FE CRISTIANA Y SALVACIÓN DE LOS INFIELES

    Es indudable que, en lo que respecta a este punto, estamos ante una profunda evolución del dogma. […] Si es verdad que los grandes misioneros del siglo XVI estaban convencidos de que quien no estaba bautizado estaba perdido para siempre –y esto explica su compromiso misionero–, después del concilio Vaticano II dicha convicción ha sido abandonada definitivamente en la Iglesia católica.

    De esto deriva una doble y profunda crisis. Por una parte, esto parece eliminar cualquier tipo de motivación por un futuro compromiso misionero. ¿Por qué se debería intentar convencer a las personas de que acepten la fe cristiana cuando pueden salvarse también sin ella?

    Pero también a los cristianos se les planteó una cuestión: la obligatoriedad de la fe y su forma de vida pasó a ser incierta y problemática. Al fin y al cabo, si hay quien se puede salvar también de otros modos ya no está tan claro por qué el cristiano tiene que estar vinculado a las exigencias de la fe cristiana y a su moral. Si la fe y la salvación ya no son interdependientes, también la fe pierde su motivación.

    En los últimos tiempos se han llevado a cabo diversos intentos con el fin de conciliar la necesidad universal de la fe cristiana con la posibilidad de salvarse sin ella.

   Recuerdo dos: ante todo, la conocida tesis de los cristianos anónimos de Karl Rahner. […] Es cierto que esta teoría es fascinante, pero reduce el cristianismo a una pura y consciente presentación de lo que el ser humano es en sí y, por lo tanto, descuida el drama del cambio y de la renovación, fundamental en el cristianismo.

    Aún menos aceptable es la solución propuesta por las teorías pluralistas de la religión, según las cuales todas las religiones, cada una a su manera, serían vías de salvación y, en este sentido, equivalentes entre sí. La crítica de la religión tal como es ejercida por el Antiguo Testamento, el Nuevo Testamento y la Iglesia primitiva es esencialmente más realista, más concreta y más verdadera en su análisis de las distintas religiones.
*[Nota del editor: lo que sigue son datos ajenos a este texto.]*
PR #407, opened 2026-07-27
feat(desktop): add Electron application runtime

jialudev:
- Add a secure Electron desktop shell that reuses the existing Go service and Web UI, including sidecar lifecycle, OAuth, navigation, and desktop-managed updates.


jialudev:
image

cli/serve/desktop.go
```diff
@@ -0,0 +1,183 @@
...
+	}
+	if err := ensureServeBootstrapState(ctx, configPath, false); err != nil {
+		return err
+	}
+	cfg, err := loadConfig(configPath)
+	if err != nil {
+		return err
+	}
+
+	listener, err := net.Listen("tcp", "127.0.0.1:0")
```
RussellLuo: This loopback-only listener is not reachable at the sandbox URL generated on Linux (the default Docker provider falls back to a host LAN IP there), nor by non-Docker providers. Allowing that value in `ServerAccessHosts` only validates the Host header; it does not make the socket listen on that interface, so desktop agents cannot call the manager API. Please provide a sandbox-reachable listener/proxy while keeping the Renderer endpoint loopback-only, and cover Linux/non-Docker desktop connectivity.

desktop/src/main/appLifecycle.ts
```diff
@@ -0,0 +1,261 @@
...
+    }
+    if (confirm && !(await this.confirmQuit())) {
+      return;
+    }
+    this.quitting = true;
+    this.cleanup();
+    this.windowManager?.destroy();
+    this.tray?.destroy();
+    this.tray = null;
+    await this.supervisor?.stop("app-quit");
```
xxx7xxxx, line 92: `stop()` only shuts down the Go sidecar. `agent.Service.Close()` closes runtime handles, while Docker and BoxLite `Runtime.Close()` are no-ops, so sandbox agents remain running despite the quit confirmation. The next launch binds a new ephemeral port, and `StartConfiguredAgents` skips running sandbox agents, leaving them configured against the dead old port. Please explicitly stop these agents on desktop quit, or reconcile and restart them before reporting the new sidecar ready.

desktop/src/main/windowManager.ts
```diff
@@ -0,0 +1,136 @@
...
+  private mainWindow: BrowserWindow | null = null;
+  private readonly desktopSession: Session;
+
+  constructor(private readonly options: WindowManagerOptions) {
+    this.desktopSession = session.fromPartition("persist:csgclaw-desktop", { cache: true });
+    this.installRequestAuthentication();
+  }
+
+  setConnection(baseURL: string, sessionToken: string): void {
+    this.allowedOrigin = new URL(baseURL).origin;
```
xxx7xxxx, line 23: `baseURL` contains a freshly allocated sidecar port, so the renderer gets a different origin on every app launch. Web Storage is origin-scoped including the port; the persistent partition therefore cannot recover the theme, locale, auth environment, Feishu registration records, layout preferences, and other state stored in `localStorage`. Please provide a stable renderer origin or move and migrate this state through a stable desktop-owned store.

web/app/src/shared/platform/desktopBridge.ts
```diff
@@ -0,0 +1,45 @@
...
+};
+
+export type DesktopUpdateStatus = {
+  state: "idle" | "checking" | "available" | "not-available" | "downloaded" | "error" | "unsupported";
+  currentVersion: string;
+  availableVersion?: string;
+  message?: string;
+};
+
+export type DesktopBridge = {
```
xxx7xxxx, line 18: (nit): The desktop bridge has no sidecar restart operation, so the existing settings flow still calls `/api/v1/server/restart`. `_desktop-serve` has no daemon PID file, causing the restart helper to report `manual_restart_required` and direct desktop users to stop and rerun the CLI; changed settings are not applied by the managed app. Please add a supervised sidecar restart path and route the config controller through it in desktop mode.

desktop/forge.config.ts
```diff
@@ -0,0 +1,175 @@
...
+
+const config: ForgeConfig = {
+  packagerConfig: {
+    appBundleId: "com.opencsg.csgclaw.desktop",
+    appCategoryType: "public.app-category.developer-tools",
+    appVersion: desktopVersion,
+    asar: true,
+    executableName: "CSGClaw",
+    extraResource: [backendResources, updateConfig],
+    icon: appIcon,
```
xxx7xxxx, line 67: (nit): `appIcon` is always the macOS `.icns` file. Electron Packager normalizes Windows icons to `.ico`, which is absent here, while `MakerDeb` receives no Linux icon and uses its generic default. Please add and wire platform-specific `.icns`, `.ico`, and `.png` assets so Windows and Linux installers ship with the CSGClaw icon.

cli/serve/desktop.go
jialudev: > This loopback-only listener is not reachable at the sandbox URL generated on Linux (the default Docker provider falls back to a host LAN IP there), nor by non-Docker providers. Allowing that value in `ServerAccessHosts` only validates the Host header; it does not make the socket listen on that interface, so desktop agents cannot call the manager API. Please provide a sandbox-reachable listener/proxy while keeping the Renderer endpoint loopback-only, and cover Linux/non-Docker desktop connectivity.

Added a separate sandbox listener while keeping the Renderer listener loopback-only.

Added tests for Linux Docker and non-Docker providers.

Fixed in 79243041.

desktop/src/main/appLifecycle.ts
jialudev: > `stop()` only shuts down the Go sidecar. `agent.Service.Close()` closes runtime handles, while Docker and BoxLite `Runtime.Close()` are no-ops, so sandbox agents remain running despite the quit confirmation. The next launch binds a new ephemeral port, and `StartConfiguredAgents` skips running sandbox agents, leaving them configured against the dead old port. Please explicitly stop these agents on desktop quit, or reconcile and restart them before reporting the new sidecar ready.

Running sandbox agents are now stopped before the desktop sidecar shuts down or restarts.  Fixed in 46713ebf

desktop/src/main/windowManager.ts
jialudev: > `baseURL` contains a freshly allocated sidecar port, so the renderer gets a different origin on every app launch. Web Storage is origin-scoped including the port; the persistent partition therefore cannot recover the theme, locale, auth environment, Feishu registration records, layout preferences, and other state stored in `localStorage`. Please provide a stable renderer origin or move and migrate this state through a stable desktop-owned store.

The Renderer listener now uses the stable loopback address 127.0.0.1:18791. Fixed in 46713ebf.

web/app/src/shared/platform/desktopBridge.ts
jialudev: > (nit): The desktop bridge has no sidecar restart operation, so the existing settings flow still calls `/api/v1/server/restart`. `_desktop-serve` has no daemon PID file, causing the restart helper to report `manual_restart_required` and direct desktop users to stop and rerun the CLI; changed settings are not applied by the managed app. Please add a supervised sidecar restart path and route the config controller through it in desktop mode.

Added a supervised sidecar restart through Electron IPC. Desktop settings no longer use the daemon restart API. Fixed in 46713ebf.

desktop/forge.config.ts
jialudev: > (nit): `appIcon` is always the macOS `.icns` file. Electron Packager normalizes Windows icons to `.ico`, which is absent here, while `MakerDeb` receives no Linux icon and uses its generic default. Please add and wire platform-specific `.icns`, `.ico`, and `.png` assets so Windows and Linux installers ship with the CSGClaw icon.

Added platform-specific .icns, .ico, and .png icons. Fixed in 46713ebf.

xxx7xxxx (approved):

RussellLuo:
LGTM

Un aceptación tan simplista no es proporcional a la grandeza de la cuestión.

    Recordamos sobre todo a Henri de Lubac, y con él a otros teólogos, que insistieron sobre el concepto de sustitución vicaria. […] Cristo, al ser único, era y es para todos: y los cristianos, que en la grandiosa imagen de Pablo constituyen su cuerpo en este mundo, participan de dicho “ser para”. Por decirlo de algún modo, cristianos no se es por sí mismos, sino con Cristo, para los otros.

    Esto no significa poseer una especie de billete especial para entrar en la bienaventuranza eterna, sino la vocación a costruir el conjunto, el todo. Lo que la persona humana necesita en orden a la salvación es la íntima apertura hacia Dios, la íntima expectativa y adhesión a Él y esto, viceversa, significa que nosotros, junto al Señor que hemos conocido, vamos hacia los otros e intentamos hacer visible para ellos el acontecimiento de Dios en Cristo. […]

    Pienso que en la situación actual es, para nosotros, cada vez más evidente y comprensible lo que el Señor le dice a Abraham, es decir, que diez justos habrían bastado para que la ciudad sobreviviera, pero que ésta se destruye a sí misma si no se alcanza este número tan pequeño. Está claro que debemos reflexionar ulteriormente sobre toda esta cuestión.


    El texto de Joseph Ratzinger del que más arriba se reproducen los pasajes más relevantes no es inédito. Había sido leído por su secretario, Georg Gänswein, durante un congreso organizado en Roma por los jesuitas de la Rectoría de la iglesia del Gesù, entre el 8 y el 10 de octubre de 2015, mientras en el Vaticano se celebraba el sínodo sobre la familia.
    Pero hasta hace dos días poquísimos conocían este texto, con forma de entrevista. Ahora está a punto de salir un libro que recoge las intervenciones de ese congreso. El miércoles 16 de marzo, el periódico “Avvenire” anticipó amplios pasajes, revelando también el nombre del entrevistador. Pocas horas después, “L’Osservatore Romano” lo publicó íntegro.

    Traducción en español de Helena Faccia Serrano, Alcalá de Henares, España.